Era arrivato, alla fine, il giorno in cui sarebbe uscita dall’ospedale. Quella mattina erano tutti lì. C’erano Ryan ed Esposito che l’avrebbero accompagnata nella sua nuova sistemazione. C’era Price, che negli ultimi giorni era passato spesso in ospedale a trovarla, suscitando più di qualche volta il disappunto di Rick. C’era Lanie che l’aveva aiutata a prepararsi e sistemare le poche cose che aveva lì in una borsa. C’era suo padre che la osservava in silenzio da lontano. C’era la Gates che solo con lo sguardo sembrava coordinare ogni azione, anche quella dei medici. C’erano tutti, tranne Castle. Le aveva detto che aveva un impegno improrogabile con la sua casa editrice, un’importante intervista concordata da tempo. Si era dispiaciuta, molto, anche se non aveva voluto dirglielo nè farglielo notare.

Aveva quindi ascoltato diligentemente tutte le indicazioni dei medici, le prescrizioni delle medicine che doveva prendere, la dieta che doveva seguire e tutte le attività che poteva o non poteva fare. Non poteva fare nulla, secondo lei.

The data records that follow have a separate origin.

PR #4967, opened 2026-04-02
fix: NULL deref in sort.c

daneofmanythings:


nicm:

PR #4968, opened 2026-04-02
feat: Added responsive status redraws for `pane_current_command`

daneofmanythings:
The issue this PR solves is delayed redraws of the status line when using the format variable `pane_current_command`. Before, the status wouldn't be triggered to redraw when the shell had a new command ran in it. This left the format variable feeling laggy, often displaying outdated information until manual intervention.

I have added a new stateful field to `struct window_pane` to store the last "seen" foreground pid running at the pane's file descriptor. A new check is make across all clients in `server-client.c:server_client_loop`, to determine if there is a new fg pid at each of the panes being displayed by the client. Finding one such pane will exit early and trigger a status redraw.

Tra quello che le proibivano i medici e quello che le aveva proibito la Gates aveva pensato che tanto valesse rimanere in ospedale, tanto sarebbe stata comunque chiusa in una stanza chissà dove in città a fare zapping in tv e leggere libri. Aveva già il voltastomaco e si era già pentita di aver detto sì a quella folle idea. Per quanto poi sarebbe dovuta rimanere segregata? Fino a quando non avrebbero scoperto chi l’aveva aggredita? E se fossero passati mesi o anni cosa avrebbe fatto, avrebbe vissuto così per sempre? “Almeno fino a quando non sarai di nuovo in forma” le aveva detto Lanie cercando di farla ragionare ed indorandole la pillola, aveva provato a farle vedere la situazione da un punto di vista diverso, doveva comunque trascorrere quei mesi di convalescenza lontana dal lavoro, lo avrebbe solo fatto in un luogo neutro, dove non si sarebbe affaticata troppo. Beckett non ne fu troppo convinta.

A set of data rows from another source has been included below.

PR #4972, opened 2026-04-03
Add a capability for OSC 9;4 progress bars and set in the client

### LINKED ISSUE #4833: Add support for OSC9;4 progress bars

zedinosaur:
Fixes #4833

### DIFF
--- a/server-client.c
+++ b/server-client.c
@@ -41,6 +41,7 @@ static void	server_client_check_redraw(struct client *);
 static void	server_client_check_modes(struct client *);
 static void	server_client_set_title(struct client *);
 static void	server_client_set_path(struct client *);
+static void	server_client_set_progress_bar(struct client *);
 static void	server_client_reset_state(struct client *);
 static void	server_client_update_latest(struct client *);
 static void	server_client_dispatch(struct imsg *, void *);
@@ -2056,6 +2057,7 @@ server_client_check_redraw(struct client *c)
 			server_client_set_title(c);
 			server_client_set_path(c);
 		}
+		server_client_set_progress_bar(c);
 		screen_redraw_screen(c);
 	}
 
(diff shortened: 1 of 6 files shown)


nicm:
This looks OK, thanks, a few comments:

- I think it should check if the state is changed - the is no point in setting the progress bar every time even if it has not changed. You have it in `struct client` but don't check if it has changed. I'd probably move it to `struct tty` and do the check in `tty_set_progress_bar`.

- `/* Terminal has sixel capability. */` -> `/* Terminal supports the OSC 9;4 progress bar. */`

- `struct tty* tty` -> `struct tty *tty` (space before `*`) in the `tty_set_progress_bar` definition in `tty.c`.

zedinosaur:
Thanks for the review! Comments inline.

> This looks OK, thanks, a few comments:
> 
> I think it should check if the state is changed - the is no point in setting the progress bar every time even if it has not changed. You have it in struct client but don't check if it has changed. I'd probably move it to struct tty and do the check in tty_set_progress_bar.

I now check to make sure it changed but I didn't move it into struct tty since I was following the pattern for title and path, where they're stored in client. Still happy to make that change but it seems like those two at least should change as well?

> /* Terminal has sixel capability. */ -> /* Terminal supports the OSC 9;4 progress bar. */

Done.

> struct tty* tty -> struct tty *tty (space before *) in the tty_set_progress_bar definition in tty.c.

Done.

zedinosaur:
Let me know if you still want me to move this into struct tty. Happy to do it, just wanted to double check it was the right move.

nicm:
This looks good to me, thanks. The OpenBSD tree is currently locked for release but I'll apply this once it is open again.

nicm:
I've applied this now with some minor changes (I changed `tty_set_progress_bar` so `pb` is pointer since passing structs by value is not really the done thing in C and tends to cause confusion). Should be in GitHub later. Thanks!

jamesharris-garmin:
when might this end up in a release?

Le rimaneva solo una cosa da fare. Andare in amministrazione per firmare il foglio delle dimissioni e regolarizzare la sua posizione. Aveva chiesto una copia della documentazione da inviare alla sua assicurazione e quando l’impiegata le diede al sua ricevuta dicendole che era tutto apposto ed il Signor Castle aveva già provveduto saldare il conto cadde dalle nuvole, ma fece finta di nulla, prendendo la busta con le ricevute ed il riepilogo dei trattamenti ricevuti durante la sua degenza. Uscì dall’amministrazione stringendo tra le mani quella busta e tutta la sua frustrazione. Ancora una volta Castle aveva fatto qualcosa senza dirle nulla, aveva preso da solo delle decisioni che la riguardavano. Si sentiva tradita, ancora una volta e faceva ancora più male, perché non era nemmeno lì per chiedergli spiegazioni.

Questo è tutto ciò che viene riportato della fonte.